• What is needed: Search the material below for "runs" and copy every line where it occurs.

• Data supplied:

.....

PR #2324, opened 2026-02-01
fix: send empty dict instead of null for confirmPayment params

realmeylisdev:
## Summary
- Fixes Apple Pay `confirmPayment` by sending empty dict `{}` instead of `null` for params
- Resolves issue where Swift guard rejects null params, breaking Apple Pay flow

## Problem
Swift requires non-null `NSDictionary` for params in `StripePlugin.swift`, but Dart sends `null` when Apple Pay is used (payment method is created by `STPApplePayContext`, not from Dart).

## Solution
Send empty dict instead of null, matching the existing pattern used for `options`.

## Test plan
- [ ] Test Apple Pay confirmPayment flow
- [ ] Test regular card payment confirmPayment flow

## Summary by CodeRabbit

* **Bug Fixes**
  * Improved robustness of payment confirmation by ensuring proper handling of null payment parameters, guaranteeing consistent serialization of payment data.

### DIFF
--- a/.github/workflows/all_plugins.yaml
+++ b/.github/workflows/all_plugins.yaml
@@ -138,10 +138,18 @@ jobs:
     name: integration test (Android)
     needs: [analyze, test]
     timeout-minutes: 60
-    runs-on: macos-15
+    runs-on: ubuntu-latest
     steps:
-    - uses: actions/checkout@v2
+    - uses: actions/checkout@v4
     - uses: subosito/flutter-action@v2
+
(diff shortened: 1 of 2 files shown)


remonh87:
@meylis1998 I am not sure if this problem fixes the issue. The issue is that the `PaymentMethodParams ` does not have an empty constructor. See also the discussion on https://github.com/flutter-stripe/flutter_stripe/pull/2287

.....

• Response to this task:
-    runs-on: macos-15
+    runs-on: ubuntu-latest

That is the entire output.